- **HOW TO COMPLETE THIS TASK**:
Give again, unaltered, the lines of the listing below that run from the line having "self._condensation_backend = str(condensation_backend)" through the line having "gas-phase tracers to".

- **PROVIDED RECORDS**:
PR #643, opened 2026-08-16
fix(jam): refuse a mam4-jax without configure_gas_netprod — the H2SO4 stub created sulfur without bound (#642)

### LINKED ISSUE #642: JAM sulfur/SOA budget non-closure: unbounded super-linear growth of secondary aerosol (~10× emitted sulfur; mass created in the aerosol cycling loop)
Found by the year-2 release-validation extension (#638). **Pre-existing on dev — NOT introduced by #636**: the A/B with `jam_convective_transport=false` shows identical growth.

## Symptom

`echam-jam` T63L47: interstitial accumulation-mode sulfate (and SOA) grow super-linearly and without bound. Global means:

| | year-1 mean | day-365 (60d) | year-2 last-200d |
|---|---|---|---|
| burden so4 [mg/m²] | 56 | ~73 | **418** (349 of it `m_so4_acc`) |
| burden soa [mg/m²] | 30 | ~39 | **227** |
| AOD₅₅₀ | 0.42 | 0.50 | **1.76** |

Primary species are steady the whole time (bc 0.7, poa 5, ss 1.4, du 28) and TOA has started drifting (−1.7 → −3.9 W/m²) as the spurious aerosol becomes radiatively significant.

## Budget evidence (why this is mass creation, not weak removal)

From the AeroCom flux diagnostics and column integrals (day-365 / day-730 chunks):

- `emi_so2` = 0.52 mg/m²/day (constant, sane vs ~110 Tg/yr global).
- `wet_so4` = 2.5 → 3.9 mg/m²/day — the wet sink alone is **5–7× the total emitted sulfur**, yet the burden STILL grows at ~1.3 mg/m²/day ⇒ the aerosol-phase source is ≳5 mg/m²/day, ~10× what the gas phase can supply.
- Gas reservoirs are steady and small: `g_so2` 3.36 → 3.43 mg/m², `g_h2so4` ~0.02, `g_soag` 0.14 ⇒ the excess mass is NOT coming from gas-phase depletion.
- Growth is super-linear ⇒ a **multiplicative loop**: each cycle through (aqueous production → cloud-borne → resuspension/re-injection → scavenge …) appears to gain a few % of mass. Same behaviour for SOA (soag steady, m_soa_* growing) implicates the shared aerosol-phase cycling rather than sulfur chemistry specifically.

## Suspects (in rough order)

1. Cloud-borne ↔ interstitial exchange + wetdep re-injection accounting: aerosol scavenged into the carry re-injected to interstitial without the matching debit (or credited in both phases for a step).
2. Aqueous SO2→SO4 producing cloud-borne sulfate without (fully) consuming the dissolved SO2 at the same stoichiometry — though steady `g_so2` argues the gas side balances, an intra-step double-count between the aqueous split and the exchange would look exactly like this.
3. The implicit-exponential scavenging + re-injection ledger disagreeing about which mass was removed (removed_frac vs reinjected shares).

## Suggested attack

A single-column budget harness (the SCM from the release-validation skill) with all sources off and a seeded interstitial+cloud-borne so4 pair: total sulfur (gas + interstitial + cloud-borne + cumulative deposition) must be conserved to machine precision per step; bisect terms (aqueous off, exchange off, re-injection off) until the creating term is isolated. Then add a **column sulfur-closure test** to CI and a budget-closure gate (source vs sink vs burden tendency) to the release health check so this class can't recur silently.

Release-process consequence (#638): the `echam-jam` day-730 state is NOT usable as a benchmark init state until this is fixed; the tuning of wetdep/chemistry rates is blocked behind it (no point tuning against a non-conserving budget).

duncanwp:
Fixes #642.

## Root cause

mam4-jax carries CAM `driver.F90:1248`'s "other-process" gas-chemistry stub: a hard-coded **1e-16 mol/mol/s H2SO4 production** inside `amicphys`. jcm zeroes it at term construction via `configure_gas_netprod` — but that hook only exists on mam4-jax **main** (unreleased; the newest tag `v0.2.0-beta.1` predates it), and the wrapper's `hasattr` guard **skipped silently** on hook-less cores. Result: every JAM run created ~1e-7 kg-S/m²/day per column — ~10× the emitted sulfur globally — which is exactly the unbounded super-linear so4/soa growth of #642 (condensation of the spurious H2SO4 scales with existing aerosol surface area, hence super-linear).

Found by a per-term sulfur budget audit (composed column physics, total S = gas + interstitial + cloud-borne + deposition weighed around every term call): with the stub active, `jam_mam4_jax_microphysics` creates **+6.7% of column S per 2 days** and every other term conserves to float noise. With the hook applied: **−0.1% per 2 days** (150× reduction; the residual is core per-cell numerics, see below).

## Changes

- **pyproject**: pin `mam4-jax` to main SHA `5ed4656` (has `configure_gas_netprod`; its wheel also now ships `_coag_tables.npz`). A tagged upstream release should replace the SHA pin when cut.
- **wrapper**: the soft `hasattr` guard is now a **hard refusal** — a core without the hook cannot conserve sulfur, so constructing the term raises with the #642 explanation instead of silently corrupting a run. The hook call also zeroes the SOA netprod explicitly.
- **tests**: `SulfurConservationTest` pins the contract — netprod zeroed at construction, and per-cell S-weighted closure of the core's gas+interstitial+cloud-borne tendencies (tolerance 1e-3 of gross turnover: the core's own residual is ~2.5e-4, the stub sits orders above).

## Follow-ups (noted on #642)

- Core per-cell closure residual ~2.5e-4 of gross turnover (nucleation mass-adjustment numerics) — upstream question.
- `jam_dry_deposition` ledger mismatch: destroys S at ~−3.4e-9 kg-S/m² per 2 days in the audit column (removes more from tracers than it credits to `dry_so4`) — ~50× below the old stub; separate small issue.
- SOA grew in the year runs with steady SOAG — not explained by this stub (SOA netprod was already 0); the carbon-side audit is the next hunt if a fixed-core year still shows it.
- A budget-closure gate (source vs sink vs burden tendency) goes into the release health check.

A fresh 1-year echam-jam validation run with the fixed core is in flight; burden trajectory will be posted on #642.

### DIFF
--- a/jcm/physics/aerosol/jam/microphysics/mam4_jax.py
+++ b/jcm/physics/aerosol/jam/microphysics/mam4_jax.py
@@ -195,16 +195,24 @@ class Mam4JaxMicrophysics(ModalMicrophysicsTerm):
         self._condensation_backend = str(condensation_backend)
         self._n_substeps = int(n_substeps)
 
-        # Disable the core's hard-coded "other-process" H2SO4 production stub
-        # (driver.F90:1248, 1e-16 mol/mol/s). jcm seeds the gas-phase tracers to
-        # zero and does not yet feed prognostic sulfur chemistry into the core,
-        # so that stub is a spurious, non-conservative H2SO4 source that drives
-        # runaway binary nucleation. Zero it here; revisit when jcm couples its
-        # gas-phase sulfur (jam_sulfur_gas_chemistry) into the core's gas slots.
-        # Guarded on the capability so jcm still runs against a mam4_jax build
-        # without configure_gas_netprod (the currently pinned release).
-        if hasattr(_amicphys, "configure_gas_netprod"):
-            _amicphys.configure_gas_netprod(h2so4=0.0)
+        # Disable the core's hard-coded "other-process" gas production stub
+        # (driver.F90:1248, 1e-16 mol/mol/s on H2SO4). jcm supplies its own
+        # sulfur via jam_sulfur_gas_chemistry, so the stub is a spurious
+        # sulfur source: left on, it creates ~1e-7 kg-S/m²/day per column —
+        # ~10× the emitted sulfur globally — and drove the unbounded
+        # secondary-aerosol growth of jax-gcm#642 (a previous soft hasattr
+        # guard skipped silently on cores that predate the hook, which is
+        # how a full corrupted model year shipped). A core without the hook
+        # cannot conserve sulfur, so REFUSE it rather than run.
+        if not hasattr(_amicphys, "configure_gas_netprod"):
+            raise ImportError(
+                "The installed mam4-jax has no configure_gas_netprod, so its "
+                "hard-coded H2SO4 production stub (1e-16 mol/mol/s, "
+                "driver.F90:1248) cannot be disabled and every JAM run "
+                "creates sulfur mass without bound (jax-gcm#642). Install "
+                "the pinned version: pip install 'jcm[mam4]'."
+            )
+        _amicphys.configure_gas_netprod(h2so4=0.0, soa=0.0)
 
         # Precision — applied during construction so the dycore state built
         # afterwards (in bootstrap/run) inherits it; toggling it later would
--- a/jcm/physics/aerosol/jam/microphysics/mam4_jax_test.py
+++ b/jcm/physics/aerosol/jam/microphysics/mam4_jax_test.py
@@ -263,6 +263,68 @@ class Mam4JaxAdapterTest(unittest.TestCase):
 
 
 @pytest.mark.slow
+class SulfurConservationTest(unittest.TestCase):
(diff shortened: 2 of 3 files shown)


duncanwp:
Validation year complete — burden trajectories on #642: sulfate and SOA both bounded with seasonal turnover (so4 peaks 27 mg/m² day ~275 then declines; the broken core reached 418 in year 2). TOA +0.3 W/m², NaN-free. The audit, the conservation test, and the year all agree the creator is gone.

duncanwp:
Per review: the SulfurConservationTest unit tests are removed — the hard raise-on-missing-hook stays as the only guard. Upstream has no new tag yet (release requested); the pyproject pin stays on the main SHA with a comment to flip to the version number the moment the tag is cut.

- **SOLVED EXERCISE**:
         self._condensation_backend = str(condensation_backend)
         self._n_substeps = int(n_substeps)
 
-        # Disable the core's hard-coded "other-process" H2SO4 production stub
-        # (driver.F90:1248, 1e-16 mol/mol/s). jcm seeds the gas-phase tracers to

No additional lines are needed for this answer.